Secondly, the definition of intimate content is expanded to include depictions of an area of the person’s body that, in the person’s circumstances, is private in nature. In the context of changing in the change room of a gymnasium, this is proposed to include parts of a person’s body that are usually clothed about which they may feel particularly self-conscious because of their age, weight, or a previous injury or medical procedure. This would have clear implications in the school context, particularly in respect of child protection obligations.

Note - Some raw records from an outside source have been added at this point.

PR #132, opened 2021-02-16
Add missing space and remove repeat label

puqeko:
Not sure how I missed this before sorry but I think it would look better with these simplifications


puqeko:
Assets were not recompiled on restart. Fixed now

PR #135, opened 2021-02-20
Disable async loading of JavaScript in production mode

Holmes98:
The async attribute seems to delay execution of scripts, even if they are cached.

This can cause some page elements to flash on load:
 - The left sidebar (if minimised)
 - Dropdown menu arrows
 - The school fields, if the user's country is not set to NZ (in #129)
 
In production mode, the application scripts are concatenated into a single file (currently about 290 KB), and it will typically be cached, so I don't think async is necessary.

### DIFF
--- a/app/views/layouts/application.html.erb
+++ b/app/views/layouts/application.html.erb
@@ -3,7 +3,7 @@
   <head>
       <link rel="shortcut icon" href="/favicon.ico">
       <%= stylesheet_link_tag "application" %>
-      <%= javascript_include_tag "application", :async => Rails.env.production? %>
+      <%= javascript_include_tag "application", :async => false %>
       <%= javascript_include_tag "//cdnjs.cloudflare.com/ajax/libs/mathjax/2.1.0/MathJax.js?config=TeX-AMS_HTML", :async => true %>
       <%= stylesheet_link_tag "//fonts.googleapis.com/css?family=Ubuntu:400italic,Ubuntu:400"%>
       <noscript><style type="text/css">.js_only { display: none; }</style></noscript>


Holmes98:
Deployed for testing in branch `deployed` (85136d1).

Removing async seems to solve the flashing issue on most pages, but it still occurs on larger pages such as the contest scoreboards or the user/problem index pages.

tom93 (approved):
Approved, even though this is not ideal, because I think it's better than the previous behaviour and further improvements can wait.

Loading the scripts synchronously is not ideal because it delays page load. I agree that it is better than the previous behaviour (async script), which had an early first paint followed by a later redraw (i.e. flash) when the script finished loading.

I've written some notes below about ways to improve the page load speed and I hope to implement them some day. They are quite long; the low-hanging fruit are the first section (eliminating the flashes entirely when using synchronous scripts) and the last section (Firefox's caching behaviour and refreshes).

---

**Eliminating the flashes entirely** (when using synchronous scripts)

The reason this PR doesn't completely eliminate the flashing in large pages is that the code only runs once all the DOM has been loaded (`$(document).ready()`), and the browser can start to render the page before that happens.

To completely eliminate the flashing, the code needs to run earlier &ndash; right after the relevant elements are parsed and loaded. This can be done by putting the code in a small inline `<script>` element after the last relevant start tag. In the case of the sidebar for example this is in app/views/layouts/scaffold.html.erb after the tag `<div id="main" ...>`.

If the main script is loaded synchronously (as in this PR), we can simply move the relevant code from the `$(document).ready()` call in app/assets/javascripts/application.js to small inline `<script>` elements in the HTML. I tested this technique on the sidebar and there were no flashes (I used Firefox on a local server; haven't tried other browsers).

If the main script is loaded asynchronously it's more complicated, mainly because jQuery might not be loaded yet; see the following section for a solution.

---

**Fast page load with \<script defer\> and a small synchronous script**

It would be nice if the main script did not block rendering, to improve the page load speed. This applies in particular when the main script is being fetched for the first time, but I think it will also make a difference when the script is already in the cache because it still needs to be executed. (See also the section "Firefox's caching behaviour and refreshes" below.)

The proper solution is to use a `defer` script for the bulk of the code, and a separate synchronous script for the code that modifies the page. Ideally, the synchronous script would be very small and not depend on jQuery.

In the case of the sidebar, it is pretty easy to minimise on load using a small self-contained JavaScript snippet (it would be even easier if we switched from jQuery animations to CSS transitions, see the section below). Here is an example implementation:

```js
function setupSidebar() {
  if (/(^|; *)expanded=false($|;)/.test(document.cookie)) {
    document.getElementById("side").style.width = '50px';
    document.getElementById('main-menu').style.left = '50px';
    document.getElementById('side-minify').innerHTML = "&#9654;";
    document.getElementById('main').style.left = '50px';
    document.getElementById('side-expanded').style.opacity = '0';
    document.getElementById('side-contracted').style.opacity = '1';
  }
}
```

This is basically a translation of the `shrink()` function to use vanilla JavaScript instead of jQuery (without animations, because this is for page load). It also uses dirty regex cookie parsing instead of the `readCookie()` function. The function would then be called from an inline script element in scaffold.html.erb after the tag `<div id="main" ...>`. To keep the code reasonably organised, the definition of the function can be placed near the other script elements in application.html.erb (either in an inline script element or an external synchronous script).

I'm not sure how difficult it will be to do the same for the dropdown menus and the school fields.

Another approach is to dynamically generate the HTML on the server side; see @eric-ide's branch "server-sidebar-init" (commit 916d670a011a). I think his code is incomplete, but the idea of checking the cookie on the server side is useful. Switching from jQuery animations to CSS transitions would make his approach easier. The two approaches are closely related in my view: they both solve the problem of running code early during page load. Tasks such as checking a cookie or adding a CSS class to an element can be done equally well using either approach (i.e. on the client or on the server).

The reason for `defer` for the bulk of the code rather than `async` is that `defer` scripts run later (see the diagram in the [spec](https://html.spec.whatwg.org/multipage/scripting.html#attr-script-async)). The bulk of the code should run as late as possible, because it does not affect the rendered page and running it early would slow down the other tasks. Note that `defer` scripts are executed before the DOMContentLoaded event is fired, so the synchronous script must not wait for the DOMContentLoaded event; it should run after the relevant elements have been parsed (as in the previous section).

---

**The curious case of \<script async\> in Chrome**

The previous section describes the best solution in my opinion, but if splitting up the code is too much effort we could return to a single async script (as before this PR) and add a simple workaround improve the behaviour in Chrome.

The async attribute is supposed to cause a script to "be fetched in parallel to parsing and evaluated as soon as it is available" ([spec](https://html.spec.whatwg.org/multipage/scripting.html#attr-script-async), [MDN](https://developer.mozilla.org/en-US/docs/Web/HTML/Element/script#attr-async)). A reasonable expectation is that if the script is cached, it would be evaluated immediately (like synchronous scripts) since there is nothing to fetch. The difference should only be when the script is not in the cache &ndash; in that case the async attribute allows the HTML parser to continue while the script is being fetched, leading to an earlier first paint. This is pretty good.

Unfortunately, as Holmes98 observed, Chrome doesn't behave this way. For some reason, Chrome assigns low loading priority to async scripts (see <https://addyosmani.com/blog/script-priorities/>; the official live documentation appears to be the Google Doc at [bit.ly/script-scheduling](https://docs.google.com/document/d/16rHWLu-0abC9WWLhLBFlIRtbSnOFzhKAXsCamsp0oAs/preview)\*). There was a [proposal to increase the priority](https://bugs.chromium.org/p/chromium/issues/detail?id=690550), but it was dropped in favour of [Priority Hints API](https://bugs.chromium.org/p/chromium/issues/detail?id=821464) (which is still a draft).

Fortunately, there is a workaround/hack to assign a high loading priority to async scripts in Chrome: use `<link rel=preload>` in addition to `<script async>`. This should reduce the flashing (compared to a plain async script), and should lead to an earlier first paint compared to the synchronous script in this PR.

There may still be some flashing, and [this comment](https://bugs.chromium.org/p/chromium/issues/detail?id=690550#c1) explains that executing an async script early can delay the first paint. The way to fix these problems is to use the solution described in the previous section (split the code into a small synchronous script that modifies the page and a large `defer` script for the rest of the code). But if that solution is too much effort, then the `<link rel=preload>` workaround should provide pretty good results.

<sup>\*I made the link to the Google Doc start in "preview" mode. To get the full Google Docs interface, change "preview" to "edit" in the URL (the doc has lots of suggested edits that make it super messy).</sup>

---

**CSS transitions instead of jQuery animations for sidebar**

The animated sidebar minimisation is currently implemented using jQuery. Browsers have had good support for CSS transitions for a long time, so we could safely switch to CSS. The sidebar would then be expanded/collapsed from JavaScript (or on the server side) by toggling a CSS class.

(It will probably be necessary to conditionally enable the transitions, to prevent animations while the page is loading. This should be simple to implement, e.g. enable transitions based on an "animate" class and only add that class when the minimise button is clicked for the first time.)

---

**Firefox's caching behaviour and refreshes**

In Firefox, when the user navigates to a page and a subresource (e.g. a script) is cached, the browser does not make a network request for that subresource. This is good. However, when the user refreshes the page (using Ctrl+R or the refresh button), the browser will send a network request for the subresource even if it is cached. The server will respond with HTTP 304 Not Modified (and won't send the entire file again), but this still takes up a full network round trip. So making the script synchronous (this PR) delays page load by a network round trip when a Firefox refreshes the page. It's not a big deal, but it's undesirable.

The solution is to use the HTTP header [Cache-Control: immutable](https://developer.mozilla.org/en-US/docs/Web/HTTP/Headers/Cache-Control#immutable).

(Chrome does not respect this header, and instead uses heuristics to skip network requests on refresh. See <https://stackoverflow.com/a/41958007> and <https://bugs.chromium.org/p/chromium/issues/detail?id=611416#c57>.)

This header should be fine for the files in the /assets subtree, because they either include a content hash in the filename or the URL includes a version in the query string, so the content of any URL in the /assets subtree should never change.

The way to add this header is using the nginx configuration. The template in Git (script/install/nginx.app.conf) already has a section for caching /assets and has a line

```
add_header Cache-Control public;
```

so I think we just need to change this line to\*

```
add_header Cache-Control "public, immutable";
```

The configuration file on the server (in /etc/nginx/sites-available) does not have a section for caching /assets, so I guess we'll need to carefully add that section.

<sup>\*I think the quotes are necessary because of the space (even if not, they shouldn't hurt). I can't find any official documentation on the quoting rules for nginx configuration files; the closest I can find is https://serverfault.com/questions/793550/when-do-you-have-to-use-quotes-in-nginx-configuration.</sup>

The implications for schools

Schools should ensure they are across the development of the Principles. They should also stay updated on the legislative activity in NSW and the ACT, regardless of their location, as similar amendments may soon be proposed nationwide

In anticipation of new and expanded offences for image-based abuse, schools should ensure that their guidelines around appropriate use of technology, as well as sexual harassment and anti-bullying policies clearly communicate that image-based abuse will not be tolerated in any form. They should also have procedures in place to manage complaints or grievances which involve allegations of non-consensual distribution of intimate images.

As discussed previously on School Governance, schools in their capacity as educators also have a role to play in assisting students to properly navigate social media and the online environment, in particular issues associated with image-based abuse and ‘sexting’. The legal changes discussed in this article, in particular the proposals in NSW and the ACT, make education a clear priority.